Published: 1 November 2007



Synthetic transcription factors (STFs) promise to offer a powerful new therapeutic against Cancer, AIDS, and genetic disease. Currently, 10% of drugs are of this type, including salicylate and tamoxifen. STFs that can appropriately target (and release) their transcription factor binding sites on native genomic DNA provide a means to directly influence cellular mRNA production. An effective mechanism for screening amongst transcription factor (TF) candidates would itself be highly valued, and such may be possible with nanopore cheminformatics methods.

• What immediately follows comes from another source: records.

PR #363, opened 2023-07-04
Supporting multiple dynamic forms on the same page

dev-newvisibility:
| Q | A
| --- | ---
| Bug fix? | no
| New feature? | yes
| BC breaks? | no
| Deprecations? | no
| License | MIT

#### What's in this PR?

This PR adds the URL parameter `form=<form-id>` when a form is submitted in addition to `send=true`

#### Why?

At the moment, if you add multiple dynamic forms to the same template, or if multiple forms are displayed on the same page, you can't know which one has been submitted due to the fact that the `send=true` URL parameter value is the same for all forms.

#### Example Usage

```twig
{% if app.request.get('send') == 'true' and app.request.get('form') == view.form.entity.formId %}
     {{ view.form.entity.successText|raw }}
{% endif %}
```


dev-newvisibility:
We've updated the PR to ensure it is a non-breaking change.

It is hypothesized that binding targets on channel-captured molecules, that are well away from the channel-captured region, can be monitored insofar as their binding status, or history, is concerned. The first set of experiments we perform to explore this "transduction" hypothesis involve non-terminal dsDNA binding to protein (DNA TATA box receptor binding to TBP), where we show new experimental results and application of a new cheminformatics data analysis method. In the second series of experiments to explore the transduction hypothesis we examine terminal (blunt-ended) dsDNA binding to protein. We show experimental results before and after introduction of HIV's DNA integrase to a solution of bifunctional "Y" shaped aptamers that have an HIV consensus terminus exposed for interaction.


X-ray crystallographic studies have guided our understanding of DNA structure for almost a century. It is still difficult, however, to translate the sequence-directed curvature information obtained through these tools to actual systems found in solution. With a nanopore detector the sequence-dependent conformation kinetics of DNA, especially at the DNA terminus, can be studied in a new way while still in solution and on a single molecule basis.